#### [What the exercise asks]
Return the full listing, keeping every line exactly as it is.

···

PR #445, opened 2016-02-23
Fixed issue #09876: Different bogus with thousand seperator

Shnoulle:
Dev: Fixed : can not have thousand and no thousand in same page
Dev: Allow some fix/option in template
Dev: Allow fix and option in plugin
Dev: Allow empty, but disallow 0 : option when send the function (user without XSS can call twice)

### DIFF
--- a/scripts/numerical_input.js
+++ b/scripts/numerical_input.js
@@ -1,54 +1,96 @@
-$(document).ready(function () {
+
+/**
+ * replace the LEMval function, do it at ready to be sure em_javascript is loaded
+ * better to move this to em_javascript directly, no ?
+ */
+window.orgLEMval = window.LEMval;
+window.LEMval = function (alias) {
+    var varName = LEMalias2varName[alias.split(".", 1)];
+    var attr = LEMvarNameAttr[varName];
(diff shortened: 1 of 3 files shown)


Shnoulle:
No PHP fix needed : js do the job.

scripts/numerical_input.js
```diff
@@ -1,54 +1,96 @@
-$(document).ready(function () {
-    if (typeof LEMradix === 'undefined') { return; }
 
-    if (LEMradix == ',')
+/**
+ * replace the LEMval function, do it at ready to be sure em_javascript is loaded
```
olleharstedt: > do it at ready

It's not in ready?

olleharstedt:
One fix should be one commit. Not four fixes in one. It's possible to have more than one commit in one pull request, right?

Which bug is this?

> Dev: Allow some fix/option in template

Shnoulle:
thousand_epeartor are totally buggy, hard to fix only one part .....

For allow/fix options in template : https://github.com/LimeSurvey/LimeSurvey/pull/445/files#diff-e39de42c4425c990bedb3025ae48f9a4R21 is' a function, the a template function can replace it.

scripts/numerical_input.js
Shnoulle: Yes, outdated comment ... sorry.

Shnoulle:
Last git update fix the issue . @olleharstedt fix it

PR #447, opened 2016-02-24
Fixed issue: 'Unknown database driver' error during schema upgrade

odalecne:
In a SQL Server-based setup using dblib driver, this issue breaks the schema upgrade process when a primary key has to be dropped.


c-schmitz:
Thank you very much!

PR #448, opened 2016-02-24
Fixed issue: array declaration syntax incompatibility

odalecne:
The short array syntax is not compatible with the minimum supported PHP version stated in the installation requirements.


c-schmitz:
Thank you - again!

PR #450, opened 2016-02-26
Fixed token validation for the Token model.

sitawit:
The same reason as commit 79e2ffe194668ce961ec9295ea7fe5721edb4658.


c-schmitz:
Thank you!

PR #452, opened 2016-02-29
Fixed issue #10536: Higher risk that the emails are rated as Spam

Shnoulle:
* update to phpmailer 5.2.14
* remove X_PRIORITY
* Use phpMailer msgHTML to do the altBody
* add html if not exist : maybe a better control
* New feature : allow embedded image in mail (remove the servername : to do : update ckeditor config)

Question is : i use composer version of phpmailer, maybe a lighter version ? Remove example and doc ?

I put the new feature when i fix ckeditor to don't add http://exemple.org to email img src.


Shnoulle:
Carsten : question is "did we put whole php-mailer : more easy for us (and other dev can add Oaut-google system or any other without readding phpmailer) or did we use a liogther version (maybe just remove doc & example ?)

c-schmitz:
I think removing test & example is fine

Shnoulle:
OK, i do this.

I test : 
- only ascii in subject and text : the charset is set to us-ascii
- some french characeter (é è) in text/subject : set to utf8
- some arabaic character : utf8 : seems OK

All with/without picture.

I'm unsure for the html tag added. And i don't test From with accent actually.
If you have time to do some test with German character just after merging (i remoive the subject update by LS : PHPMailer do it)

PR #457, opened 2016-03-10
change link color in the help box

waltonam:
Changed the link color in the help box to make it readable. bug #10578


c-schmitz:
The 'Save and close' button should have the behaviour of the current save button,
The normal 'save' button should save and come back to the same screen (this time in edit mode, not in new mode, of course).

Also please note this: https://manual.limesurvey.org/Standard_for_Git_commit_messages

···

#### [Response to the task]
PR #445, opened 2016-02-23
Fixed issue #09876: Different bogus with thousand seperator

Shnoulle:
Dev: Fixed : can not have thousand and no thousand in same page
Dev: Allow some fix/option in template
Dev: Allow fix and option in plugin
Dev: Allow empty, but disallow 0 : option when send the function (user without XSS can call twice)

### DIFF
--- a/scripts/numerical_input.js
+++ b/scripts/numerical_input.js
@@ -1,54 +1,96 @@
-$(document).ready(function () {
+
+/**
+ * replace the LEMval function, do it at ready to be sure em_javascript is loaded
+ * better to move this to em_javascript directly, no ?
+ */
+window.orgLEMval = window.LEMval;
+window.LEMval = function (alias) {
+    var varName = LEMalias2varName[alias.split(".", 1)];
+    var attr = LEMvarNameAttr[varName];
(diff shortened: 1 of 3 files shown)


Shnoulle:
No PHP fix needed : js do the job.

scripts/numerical_input.js
```diff
@@ -1,54 +1,96 @@
-$(document).ready(function () {
-    if (typeof LEMradix === 'undefined') { return; }
 
-    if (LEMradix == ',')
+/**
+ * replace the LEMval function, do it at ready to be sure em_javascript is loaded
```
olleharstedt: > do it at ready

It's not in ready?

olleharstedt:
One fix should be one commit. Not four fixes in one. It's possible to have more than one commit in one pull request, right?

Which bug is this?

> Dev: Allow some fix/option in template

Shnoulle:
thousand_epeartor are totally buggy, hard to fix only one part .....

For allow/fix options in template : https://github.com/LimeSurvey/LimeSurvey/pull/445/files#diff-e39de42c4425c990bedb3025ae48f9a4R21 is' a function, the a template function can replace it.

scripts/numerical_input.js
Shnoulle: Yes, outdated comment ... sorry.

Shnoulle:
Last git update fix the issue . @olleharstedt fix it

PR #447, opened 2016-02-24
Fixed issue: 'Unknown database driver' error during schema upgrade

odalecne:
In a SQL Server-based setup using dblib driver, this issue breaks the schema upgrade process when a primary key has to be dropped.


c-schmitz:
Thank you very much!

PR #448, opened 2016-02-24
Fixed issue: array declaration syntax incompatibility

odalecne:
The short array syntax is not compatible with the minimum supported PHP version stated in the installation requirements.


c-schmitz:
Thank you - again!

PR #450, opened 2016-02-26
Fixed token validation for the Token model.

sitawit:
The same reason as commit 79e2ffe194668ce961ec9295ea7fe5721edb4658.


c-schmitz:
Thank you!

PR #452, opened 2016-02-29
Fixed issue #10536: Higher risk that the emails are rated as Spam

Shnoulle:
* update to phpmailer 5.2.14
* remove X_PRIORITY
* Use phpMailer msgHTML to do the altBody
* add html if not exist : maybe a better control
* New feature : allow embedded image in mail (remove the servername : to do : update ckeditor config)

Question is : i use composer version of phpmailer, maybe a lighter version ? Remove example and doc ?

I put the new feature when i fix ckeditor to don't add http://exemple.org to email img src.


Shnoulle:
Carsten : question is "did we put whole php-mailer : more easy for us (and other dev can add Oaut-google system or any other without readding phpmailer) or did we use a liogther version (maybe just remove doc & example ?)

c-schmitz:
I think removing test & example is fine

Shnoulle:
OK, i do this.

I test : 
- only ascii in subject and text : the charset is set to us-ascii
- some french characeter (é è) in text/subject : set to utf8
- some arabaic character : utf8 : seems OK

All with/without picture.

I'm unsure for the html tag added. And i don't test From with accent actually.
If you have time to do some test with German character just after merging (i remoive the subject update by LS : PHPMailer do it)

PR #457, opened 2016-03-10
change link color in the help box

waltonam:
Changed the link color in the help box to make it readable. bug #10578


c-schmitz:
The 'Save and close' button should have the behaviour of the current save button,
The normal 'save' button should save and come back to the same screen (this time in edit mode, not in new mode, of course).

Also please note this: https://manual.limesurvey.org/Standard_for_Git_commit_messages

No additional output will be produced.